# Purchasing Fungicide



## shrewsbury (Jul 6, 2017)

Now that I think I may have a decent spray program figured out, I am trying to figure out the best place to purchase the products. Locally I can find no one who carries Abound, Ziram, Eagle (Rally), so I have been looking on line and it looks pretty limited. Where do you purchase your fungicides at?
It looks like Keystone Pest solutions carries all my needs, is their a better place?

I also notice Abound can only be purchased by the gallon. My calculations are that I will use a 1/2 teaspoon per 2 gallon sprayer, so a gallon will last years.

As always, thanks for your time.


----------



## chrisvt (Jul 7, 2017)

I can't speak to the others, but Immunox  has the same active ingredient as Eagle and Rally (myclobutanil), and is labeled for grapes. It can be purchased at big box stores, lots of regular home garden stores or online, including from Amazon.


----------



## jgmillr1 (Jul 7, 2017)

Not sure where you are located. I buy my pesticides from the local CPS (crop production services). They are 99.9% suppliers of pesticides for corn and beans, so I have to place the order with them in advance for the "unusual" things I need for grapes. However, they do have a vineyard specialist that I am able to work through to obtain advice and order the chemicals.

Your State Chemist Office should have a list of registered pesticide dealers. You also may be required to take training and obtain a private applicator permit in order to buy certain pesticides (i.e. restricted use) if you so choose. You also could check with your local Ag extension office for advice on where to get started.


----------



## BigH (Jul 24, 2017)

I purchased Abound at keystonepestsolutions.com, and yes, I essentially bought an 80 year supply. I meet with my attorney next week to decide how my leftover fungicide should be divided among my heirs in case I meet an early demise.

Try to tap into a social network of local growers if you can. Maybe you can find some people in the same boat that can share. Abound is a great compliment to manzate and ziram. You need something from its FRAC class in your spray program. Abound was the cheapest that I found. You can get 1 lb of sovran for about $100. Not sure how long that lasts, but it is the same class as Abound. I decided to get 1 gallon of Abound for about double that.

H


----------



## WI_Wino (Jul 24, 2017)

shrewsbury said:


> Now that I think I may have a decent spray program figured out, I am trying to figure out the best place to purchase the products. Locally I can find no one who carries Abound, Ziram, Eagle (Rally), so I have been looking on line and it looks pretty limited. Where do you purchase your fungicides at?
> It looks like Keystone Pest solutions carries all my needs, is their a better place?
> 
> I also notice Abound can only be purchased by the gallon. My calculations are that I will use a 1/2 teaspoon per 2 gallon sprayer, so a gallon will last years.
> ...



What did you land on as a spray program? I'm trying to figure out my own right now and would love to hear what others are doing.


----------



## shrewsbury (Jul 24, 2017)

It looks like my plans will be to rotate between, Immunox, Mancozeb, Abound, and Sovran, then Ziram in the fall.

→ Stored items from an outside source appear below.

PR #3372, opened 2021-12-22
Enable streaming stats on query endpoint

### LINKED ISSUE #3371: "Gateway Time-out" on query against cloud lake
I'm testing with Zed CLI commit 4b30ab4 against a test Zed lake in the cloud `https://cedar.lake.brimdata.io`.

```
$ echo $ZED_LAKE
https://cedar.lake.brimdata.io

$ zed -version
Version: v0.33.0-36-g4b30ab42

$ zed use
HEAD at fdns@main
```

Querying my populated `fdns` pool, this works:

```
$ zed query 'count()'
{count:100000000(uint64)}
```

However, this fails:

```
$ zed query 'count() by value | sort'
status code 504: <html>
<head><title>504 Gateway Time-out</title></head>
<body>
<center><h1>504 Gateway Time-out</h1></center>
</body>
</html>
```

mattnibs:
Stats were not getting sent on a periodic basis for the query endpoint.
This was causing long running queries on a service to time-out when
served behind an AWS load balancer: The load balancer would see no data
getting transmitted and time-out the connection.

Add a time Ticker in the query handler and also flush the response data
when a control message is sent.

Closes #3371

### DIFF
--- a/service/handlers.go
+++ b/service/handlers.go
@@ -3,6 +3,7 @@ package service
 import (
 	"errors"
 	"net/http"
+	"time"
 
 	"github.com/brimdata/zed"
 	"github.com/brimdata/zed/api"
@@ -19,6 +20,8 @@ import (
 	"github.com/brimdata/zed/zio/anyio"
 	"github.com/brimdata/zed/zqe"
 )
+
+const queryStatsInterval = time.Second
 
 func handleQuery(c *Core, w *ResponseWriter, r *Request) {
 	var req api.QueryRequest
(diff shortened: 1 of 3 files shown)


service/handlers.go
```diff
@@ -39,12 +42,18 @@ func handleQuery(c *Core, w *ResponseWriter, r *Request) {
...
 	if err != nil {
 		w.Error(err)
 	}
+	var statsTicker <-chan time.Time
+	if !noctrl {
+		t := time.NewTicker(queryStatsInterval)
+		statsTicker = t.C
+		defer t.Stop()
+	}
 	defer d.Close()
```
nwt, line 55: Nit: Move defers closer to their corresponding assignments to keep idioms intact.
```suggestion
	d, err := queryio.NewDriver(w.ResponseWriter, format, !noctrl)
	if err != nil {
		w.Error(err)
	}
	defer d.Close()
	var statsTicker <-chan time.Time
	if !noctrl {
		t := time.NewTicker(queryStatsInterval)
		defer t.Stop()
		statsTicker = t.C
	}
```

service/handlers.go
```diff
@@ -20,6 +21,8 @@ import (
 	"github.com/brimdata/zed/zqe"
 )
 
+const queryStatsInterval = time.Second
```
nwt, line 24: Nit: Put this inside handleQuery since it's unlikely it'll ever be used anywhere else.

nwt (approved):

service/handlers.go
mattnibs: Where would you put this at the top of function?

nwt: I'd just put it right before `t := time.NewTicker(queryStatsInterval)`, but top of the function works tool.

mccanne:
I am working on a branch to rework driver.Driver and runtime.Query.  driver.Interface will go away and the stats ticker won't be handled inside runtime.Query anymore.  Instead the client of runtime.Query will read batches or zed.Values and will implement its own ticker.  So, I guess I'm saying I think this will all change soon.  (I want to put this up right after expr-context.)

mattnibs:
@mccanne happy to close this for your pr if you plan on having it up soon...

PR #3375, opened 2021-12-22
Peeker: fill at least until min

mattnibs:
Peeker was previously holding up reads until it had been able to
completely fill up its entire buffer. This caused a problem when reading
from slow drip streams of data- you wouldn't see any data until the
buffer was full which may take a while when the buffer is large. Change
this behavior so Peeker.fill reads until it has at least enough data to
meet the min argument.

### DIFF
--- a/pkg/peeker/reader.go
+++ b/pkg/peeker/reader.go
@@ -47,22 +47,14 @@ func (r *Reader) fill(min int) error {
 	r.buffer = r.buffer[:cap(r.buffer)]
 	copy(r.buffer, r.cursor)
 	clen := len(r.cursor)
-	space := len(r.buffer) - clen
-	for space > 0 {
-		cc, err := r.Reader.Read(r.buffer[clen:])
-		if cc > 0 {
-			clen += cc
-			space -= cc
-		}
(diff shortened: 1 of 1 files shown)


pkg/peeker/reader.go
```diff
@@ -47,22 +47,14 @@ func (r *Reader) fill(min int) error {
...
-		if cc > 0 {
-			clen += cc
-			space -= cc
-		}
-		if err != nil {
-			if err == io.EOF {
-				r.eof = true
-				break
-			}
+	cc, err := io.ReadAtLeast(r.Reader, r.buffer[clen:], min)
```
nwt, line 50: I like how this is shorter.

Honestly curious: Is there a mnemonic (or something) else behind `cc`? (`io.ReadAtLeast` calls  it `n`.)

nwt (approved):

pkg/peeker/reader.go
mattnibs: @mccanne started it

nwt: Then call it `n`!

PR #3376, opened 2021-12-22
zed load: add fancy stats updates

### LINKED ISSUE #3354: zed load: progress bar
Add progress bar for zed load provided the current shell is a tty.

mattnibs:
Add stats updates to zed load if -q is not enabled and the current shell
is a tty.

Closes #3354

### DIFF
--- a/cli/inputflags/flags.go
+++ b/cli/inputflags/flags.go
@@ -6,6 +6,7 @@ import (
 	"flag"
 	"fmt"
 	"os"
+	"sync/atomic"
 
 	"github.com/brimdata/zed"
 	"github.com/brimdata/zed/cli/auto"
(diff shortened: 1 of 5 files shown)


cli/inputflags/flags.go
```diff
@@ -66,3 +69,90 @@ func (f *Flags) Open(ctx context.Context, zctx *zed.Context, engine storage.Engi
...
+			}
+			fmt.Fprintln(os.Stderr, err)
+			continue
+		}
+		readers = append(readers, file)
+	}
+	return readers, nil
+}
+
+func openFile(ctx context.Context, zctx *zed.Context, engine storage.Engine, path string, opts anyio.ReaderOpts) (*StatsReader, error) {
```
mattnibs, line 93: It was kind of gross having to replicate the logic of anyio.Open here but I need to wrap the Readers to count the bytes read- didn't see another way. Open to suggestions.

pkg/display/display.go
```diff
@@ -61,7 +65,11 @@ func (d *Display) Bypass() io.Writer {
 }
 
 func (d *Display) Close() {
-	close(d.close)
+	select {
+	case <-d.close:
+	default:
+		close(d.close)
+	}
```
nwt, line 72: I think this has a race condition. If you enter the default case but another goroutine closes `d.close` before you do, you'll panic.

mattnibs: I'll trade you a close for a ctx, cancel?

cli/inputflags/flags.go
nwt: Create a storage.Engine wrapper with a Get method that, in turn, wraps a storage.Reader with something like your StatsReader before returning it and then provides a way to get stats for the wrapped readers!

mattnibs: Great idea!

cmd/zed/load/command.go
```diff
@@ -92,3 +117,72 @@ func (c *Command) Run(args []string) error {
...
+	e.readers = append(e.readers, counter)
+	return counter, nil
+}
+
+func (e *engineWrap) status() (units.Bytes, units.Bytes, int) {
+	var read units.Bytes
+	for _, r := range e.readers {
+		read += units.Bytes(r.bytesRead())
+	}
+	return read, e.bytesTotal, int(atomic.LoadInt32(&e.completed))
```
nwt, line 168:
```suggestion
	var read int64
	for _, r := range e.readers {
		read += r.bytesRead()
	}
	return units.Bytes(read), e.bytesTotal, int(atomic.LoadInt32(&e.completed))
```

nwt (approved):

pkg/display/display.go
```diff
@@ -18,17 +19,24 @@ type Display struct {
 	interval time.Duration
 	updater  Displayer
 	buffer   *bytes.Buffer
-	close    chan struct{}
+	ctx      context.Context
+	cancel   context.CancelFunc
```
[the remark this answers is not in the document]
mattnibs: Agreed, good idea.

PR #3380, opened 2021-12-23
Refactor client side auth

mattnibs:
- Move the functionality of cmd/zed/auth/devauth into api/client/auth0.
- Add auth0.Store responsible for storing and retrieving auth0
  credentials.


api/client/auth0/store.go
```diff
@@ -0,0 +1,107 @@
...
+
+import (
+	"errors"
+	"io/fs"
+
+	zedfs "github.com/brimdata/zed/pkg/fs"
+	"github.com/brimdata/zed/pkg/storage"
+)
+
+func normalizeLakeURI(lake string) string {
```
nwt, line 11: Nit: This isn't that interesting so put it down below, after it's used.

api/client/auth0/store.go
```diff
@@ -0,0 +1,107 @@
...
+}
+
+type ServiceInfo struct {
+	URL    string `json:"url"`
+	Tokens Tokens `json:"tokens"`
+}
+
+type Credentials struct {
+	Version  int           `json:"version"`
+	Services []ServiceInfo `json:"services"`
```
nwt, line 71: Any reason not to simplify by changing this to a URL-keyed map?

cli/lake.go
```diff
@@ -43,13 +42,13 @@ func (l *LakeFlags) Connection() (*client.Connection, error) {
 	if !api.IsLakeService(uri) {
 		return nil, errors.New("cannot open connection on local lake")
 	}
-	creds, err := l.LoadCredentials()
+	conn := client.NewConnectionTo(uri.String())
+	tokens, err := l.AuthStore().LakeTokens(uri.String())
 	if err != nil {
 		return nil, err
 	}
```
nwt, line 49:
```suggestion
	tokens, err := l.AuthStore().LakeTokens(uri.String())
	if err != nil {
		return nil, err
	}
	conn := client.NewConnectionTo(uri.String())
```

cli/lake.go
```diff
@@ -69,6 +68,14 @@ func (l *LakeFlags) Open(ctx context.Context) (api.Interface, error) {
 	return api.OpenLocalLake(ctx, uri)
 }
 
+func (l *LakeFlags) AuthStore() *auth0.Store {
+	return auth0.NewStore(l.authStorePath())
+}
+
+func (l *LakeFlags) authStorePath() string {
+	return filepath.Join(l.ConfigDir, credsFileName)
```
nwt, line 76:
```suggestion
	return auth0.NewStore(filepath.Join(l.ConfigDir, credsFileName)
```

cmd/zed/auth/login.go
```diff
@@ -51,42 +58,55 @@ func (c *LoginCommand) Run(args []string) error {
...
-				browser.OpenURL(res.VerificationURL)
-			}
-			return nil
-		},
-	})
+	auth0client, err := auth0.NewClient(*method.Auth0)
+	if err != nil {
+		return err
+	}
+	dcr, err := auth0client.GetDeviceCode(ctx, deviceCodeScope)
```
nwt, line 72: Nit: Ditch deviceCodeScope.
```suggestion
	dcr, err := auth0client.GetDeviceCode(ctx, "email offline_access openid profile")
```

cmd/zed/auth/login.go
```diff
@@ -51,42 +58,55 @@ func (c *LoginCommand) Run(args []string) error {
...
 	if err != nil {
 		return err
 	}
-	creds, err := c.LoadCredentials()
+	fmt.Println("Complete authentication at:", dcr.VerificationURIComplete)
```
nwt, line 76:
```suggestion
	fmt.Println("Complete authentication at", dcr.VerificationURIComplete)
```

api/client/auth0/auth0.go
```diff
@@ -0,0 +1,131 @@
...
+	RefreshToken string `json:"refresh_token,-"`
+}
+
+type tokenResponse struct {
+	AccessToken  string `json:"access_token"`
+	ExpiresIn    int    `json:"expires_in"`
+	IDToken      string `json:"id_token"`
+	RefreshToken string `json:"refresh_token"`
+	TokenType    string `json:"token_type"`
+}
```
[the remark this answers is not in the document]
mattnibs: They will be used in the follow up refresh tokens pr so I'll keep these where they are.

api/client/auth0/store.go
mattnibs: Avoiding a migration here, but yes we should do this. I'll do this in a follow up pr that will make the auth0 endpoint to services endpoints.

nwt: > I'll do this in a follow up pr that will make the auth0 endpoint to services endpoints.
I don't follow. What did you mean here?

mattnibs: We need to really map the auth0 api endpoint to each token instead of the service uri. As is (with my refresh token pr) if you have an auth0 authenticated lake service and you authenticate a different lake service using the same auth0 api endpoint, the previous access token is invalidated. Actually I might as well address this in my refresh token pr.

api/client/auth0/auth0.go
```diff
@@ -0,0 +1,131 @@
...
+	var res DeviceCodeResponse
+	err := c.post(ctx, "/oauth/device/code", deviceCodeRequest{
+		Audience: c.config.Audience,
+		ClientID: c.config.ClientID,
+		Scope:    scope,
+	}, &res)
+	return res, err
+}
+
+func (c *Client) GetAuthTokens(ctx context.Context, dcr DeviceCodeResponse) (Tokens, error) {
```
nwt, line 84: Maybe just call this GetTokens?

api/client/auth0/store.go
```diff
@@ -0,0 +1,107 @@
...
+func (s Store) SetLakeTokens(lake string, tokens Tokens) error {
+	creds, err := s.load()
+	if err != nil {
+		return err
+	}
+	creds.AddTokens(lake, tokens)
+	return s.save(creds)
+}
+
+func (s Store) RemoveLakeTokens(lake string) error {
```
nwt, line 36: Maybe remove "Lake" from these names?

cmd/zed/auth/login.go
```diff
@@ -51,42 +56,55 @@ func (c *LoginCommand) Run(args []string) error {
...
+		return err
+	}
+	if err := c.AuthStore().SetLakeTokens(c.Lake, tokens); err != nil {
 		return fmt.Errorf("failed to save credentials file: %w", err)
 	}
 	fmt.Printf("Login successful, stored credentials for %s\n", c.Lake)
 	return nil
 }
+
+func (c *LoginCommand) pollForTokens(ctx context.Context, client *auth0.Client, dcr auth0.DeviceCodeResponse) (auth0.Tokens, error) {
```
nwt, line 90: This doesn't make much sense as a `LoginCommand` method since the receiver is unused. But I think it does make sense as an `auth0.Client` method.

cmd/zed/auth/login.go
```diff
@@ -40,6 +42,9 @@ func (c *LoginCommand) Run(args []string) error {
 	if len(args) > 0 {
 		return errors.New("login command takes no arguments")
 	}
+	if err := os.MkdirAll(c.ConfigDir, 0700); err != nil {
+		return err
+	}
```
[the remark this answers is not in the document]
mattnibs: I kind of wanted to make auth0.Store not have to be aware of the directory structure and just assume it already exists, but I think what you are saying makes it all simpler, will do.

cmd/zed/auth/login.go
```diff
@@ -51,42 +56,55 @@ func (c *LoginCommand) Run(args []string) error {
 	switch method.Kind {
 	case api.AuthMethodAuth0:
 	case api.AuthMethodNone:
-		return fmt.Errorf("Zed lake service at %s does not support authentication", c.Lake)
+		return fmt.Errorf("Zed service at %s does not support authentication", c.Lake)
 	default:
-		return fmt.Errorf("Zed lake service at %s requires unknown authentication method %s", c.Lake, method.Kind)
+		return fmt.Errorf("Zed service at %s requires unknown authentication method %s", c.Lake, method.Kind)
```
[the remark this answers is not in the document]
mattnibs: Good point.

api/client/auth0/auth0.go
mattnibs: Yep.

cmd/zed/auth/login.go
mattnibs: Yeah, good idea.

cmd/zed/auth/login.go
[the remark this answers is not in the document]
nwt: In case it hasn't already occurred to you, it doesn't have to be aware of the directory structure if it does `os.MkDirall(filepath.Dir(pathToFile))`.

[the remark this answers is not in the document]
mattnibs: Yeah I got that.

api/client/auth0/store.go
```diff
@@ -0,0 +1,112 @@
...
+	}
+	creds.AddTokens(uri, tokens)
+	return s.save(creds)
+}
+
+func (s Store) RemoveTokens(lake string) error {
+	creds, err := s.load()
+	if err != nil {
+		return err
+	}
```
nwt, line 42:
```suggestion
func (s Store) RemoveTokens(uri string) error {
	creds, err := s.load()
	if err != nil {
		return err
	}
	creds.RemoveTokens(uri)
```

api/client/auth0/store.go
```diff
@@ -0,0 +1,112 @@
...
+	URL    string `json:"url"`
+	Tokens Tokens `json:"tokens"`
+}
+
+type Credentials struct {
+	Version  int           `json:"version"`
+	Services []ServiceInfo `json:"services"`
+}
+
+func (c *Credentials) ServiceTokens(uri string) *Tokens {
```
nwt, line 74: Nit: I think we should just call this `Tokens`.

nwt (approved):

api/client/auth0/store.go
mattnibs: Oh shoot!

If you do an application about every 10 days from basically april to october, and you only use 4-5 applications per product, I figured I would need at least 5 products.
If you want my exact schedule for next year, or the rest of this year, message me.


----------



## BigH (Jul 24, 2017)

WI_Wino said:


> What did you land on as a spray program? I'm trying to figure out my own right now and would love to hear what others are doing.



Here is my game plan. Note that I am only in year 4, so don't interpret this as expert advise.

Before bud break:
Liquid lime sulfur to fight anthracnose (which bit me last year). I do not apply to Foch and Brianna

After bud break:
Rotation of Manzate (mancozeb) and Abound. Beyond mid June, I replace Manzate with Ziram due to pre-harvest interval. 

I mix Rally into 2 of the manzate/ziram sprays. 

One early spray has cyflurithin mixed in. My last spray at or before veraison has Sevin concentrate in it to fight japanese beetles. They hit hard this year. 

I have not had bunch rot problems, so my last spray before harvest is in the second or third week of July. Marquette harvest here is Aug 15th or so. Petite pearl around labor day.

H


----------



## WI_Wino (Jul 26, 2017)

Thank you both! I'll dig in more on my own and get back when I have more questions.


----------